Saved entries
PR #1345, opened 2026-06-02
Fix help thread refresh bug

digit01Wave:
#1340

During the bugbash on June 1, a subset of players suddenly kept seeing a blank help thread page because the server was returning an error.

**Client side error:**
[2026-06-02T03:21:58.966Z] Error: Connection disconnected with error 'Error: Server returned an error on close: Connection closed with an error.'.
image

**Error from azure:**
A second operation was started on this context instance before a previous operation completed. This is usually caused by different threads concurrently using the same instance of DbContext. For more information on how to avoid threading issues with DbContext, see https://go.microsoft.com/fwlink/?linkid=2097913.
unhelpful, but:
System.InvalidOperationException:
   at Microsoft.EntityFrameworkCore.Infrastructure.Internal.ConcurrencyDetector.EnterCriticalSection (Microsoft.EntityFrameworkCore, Version=10.0.5.0, Culture=neutral, PublicKeyToken=adb9793829ddae60)
   at Microsoft.EntityFrameworkCore.Query.Internal.SingleQueryingEnumerable`1+AsyncEnumerator+<MoveNextAsync>d__20.MoveNext (Microsoft.EntityFrameworkCore.Relational, Version=10.0.5.0, Culture=neutral, PublicKeyToken=adb9793829ddae60)

Here is the explanation and fix from AI

The deployed failure is consistent with Blazor Server dbContext lifetime, not the SignalR payload shape anymore.
•	ThreadMessageDTO is already the full payload.
•	PuzzleThreadComponent already updates from the incoming DTO and no longer fetches the message from the database on receive.
•	PuzzleThreadService was still holding an injected scoped PuzzleServerContext.
•	In Blazor Server, scoped services live for the circuit, so overlapping callbacks can share the same dbContext.
•	Under load, one circuit can start another component/service operation before the prior EF query finishes, causing the ConcurrencyDetector.EnterCriticalSection exception.
•	An unhandled server-side exception can close the Blazor circuit, which matches the browser console disconnect.

What was changed:
•	PuzzleThreadService now injects IDbContextFactory<PuzzleServerContext> instead of a scoped PuzzleServerContext.
•	Each public service operation creates its own short-lived context with CreateDbContextAsync.
•	Helper methods now receive that context explicitly.
•	The transaction creation is now async via BeginTransactionAsync.
•	PuzzleThreadComponent now has a simple isMutationRunning guard to ignore overlapping send/edit/delete/claim clicks from the same component instance.
This is better than a lock as the long-term Blazor Server fix because:
•	It follows the recommended Blazor EF pattern.
•	It avoids serializing unrelated operations through a shared context.
•	It keeps each operation as its own EF unit of work.
•	It removes the underlying shared-dbContext concurrency hazard instead of masking it.
Validation:
•	Build completed successfully.

### DIFF
--- a/ServerCore/Pages/Threads/PuzzleThreadComponent.razor
+++ b/ServerCore/Pages/Threads/PuzzleThreadComponent.razor
@@ -15,10 +15,10 @@
                     {
                         <p>The more details you add here, the more helpful the responses you'll get will be!</p>
                     }
-                    <textarea @bind="NewMessageText" class="form-control message-subtitle" rows="4" style="width:75%" placeholder="Type message here" autocomplete="off"></textarea>
+                    <textarea @bind="NewMessageText" class="form-control message-subtitle" rows="4" style="width:75%" placeholder="Type message here" autocomplete="off" disabled="@isMutationRunning"></textarea>
                 </div>
                 <div class="form-group message-subtitle">
-                    <input type="button" value="Send" class="btn btn-default" @onclick="SendMessageAsync" />
+                    <input type="button" value="Send" class="btn btn-default" @onclick="SendMessageAsync" disabled="@isMutationRunning" />
                 </div>
             </div>
         </div>
@@ -31,13 +31,13 @@
     @if (ShouldShowClaimAction())
     {
         <br />
-        <button type="button" @onclick="ClaimLatestMessageAsync">Mark as read</button>
+        <button type="button" @onclick="ClaimLatestMessageAsync" disabled="@isMutationRunning">Mark as read</button>
     }
     else if (ShouldShowUnclaimAction())
     {
         <br />
         <p>Question has already been marked as read by @LatestMessage.ClaimerName</p>
-        <button type="button" @onclick="UnclaimLatestMessageAsync">Undo mark as read</button>
+        <button type="button" @onclick="UnclaimLatestMessageAsync" disabled="@isMutationRunning">Undo mark as read</button>
     }
 
     @if (!string.IsNullOrEmpty(errorMessage))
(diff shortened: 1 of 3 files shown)


ServerCore/Pages/Threads/PuzzleThreadComponent.razor.cs
```diff
@@ -250,15 +252,26 @@ await RunMutationAsync(async () =>
 
         async Task RunMutationAsync(Func<Task> mutation)
         {
+            if (isMutationRunning)
```
tabascq: Since this isMutationRunning code lacks a critical section or equivalent, it only works 100% of the time if it can be guaranteed to run in a single threaded environment. Do we have any assurance of that?

ServerCore/Pages/Threads/PuzzleThreadComponent.razor
```diff
@@ -15,10 +15,10 @@
                     {
                         <p>The more details you add here, the more helpful the responses you'll get will be!</p>
                     }
-                    <textarea @bind="NewMessageText" class="form-control message-subtitle" rows="4" style="width:75%" placeholder="Type message here" autocomplete="off"></textarea>
+                    <textarea @bind="NewMessageText" class="form-control message-subtitle" rows="4" style="width:75%" placeholder="Type message here" autocomplete="off" disabled="@isMutationRunning"></textarea>
```
tabascq, line 18: My understanding is that the C# code is running on the server since it's part of ServerCore, so updating based on these bools would require a message back to the client. Is a mutation such a long-running operation that it's worth sending a message back to the client saying to wait?

ServerCore/Pages/Threads/PuzzleThreadComponent.razor.cs
tabascq: Would it be better to just wait for the previous mutation to complete and then perform the action?

ServerCore/Pages/Threads/PuzzleThreadComponent.razor.cs
```diff
@@ -250,15 +252,26 @@ await RunMutationAsync(async () =>
...
+            {
+                errorMessage = "Please wait for the current action to finish.";
+                return;
+            }
+
             try
             {
+                isMutationRunning = true;
                 errorMessage = null;
                 await mutation();
```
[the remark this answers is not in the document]
digit01Wave: This is fine. It's not worth a second rerender

ServerCore/Pages/Threads/PuzzleThreadComponent.razor.cs
digit01Wave: fixed

ServerCore/Pages/Threads/PuzzleThreadComponent.razor
digit01Wave: fixed

tabascq: I don't know what "fixed" means here. If the operation is relatively short, then the isMutationRunning bool should be removed. If it's relatively long, please explain.

digit01Wave: Oh. I mean that on the razor.cs side, there is not longer a return from the server. Once someone pushes the send button it will await till it is done. This bool is there just in case the blazor does take a long time and yields the thread to other operations which will likely rerender the page with the new bool

tabascq (approved):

# YOUR OBJECTIVE
Pull every line containing "class" out of the entries.

# EXERCISE RESPONSE
-                    <textarea @bind="NewMessageText" class="form-control message-subtitle" rows="4" style="width:75%" placeholder="Type message here" autocomplete="off"></textarea>
+                    <textarea @bind="NewMessageText" class="form-control message-subtitle" rows="4" style="width:75%" placeholder="Type message here" autocomplete="off" disabled="@isMutationRunning"></textarea>
                 <div class="form-group message-subtitle">
-                    <input type="button" value="Send" class="btn btn-default" @onclick="SendMessageAsync" />
+                    <input type="button" value="Send" class="btn btn-default" @onclick="SendMessageAsync" disabled="@isMutationRunning" />
-                    <textarea @bind="NewMessageText" class="form-control message-subtitle" rows="4" style="width:75%" placeholder="Type message here" autocomplete="off"></textarea>
+                    <textarea @bind="NewMessageText" class="form-control message-subtitle" rows="4" style="width:75%" placeholder="Type message here" autocomplete="off" disabled="@isMutationRunning"></textarea>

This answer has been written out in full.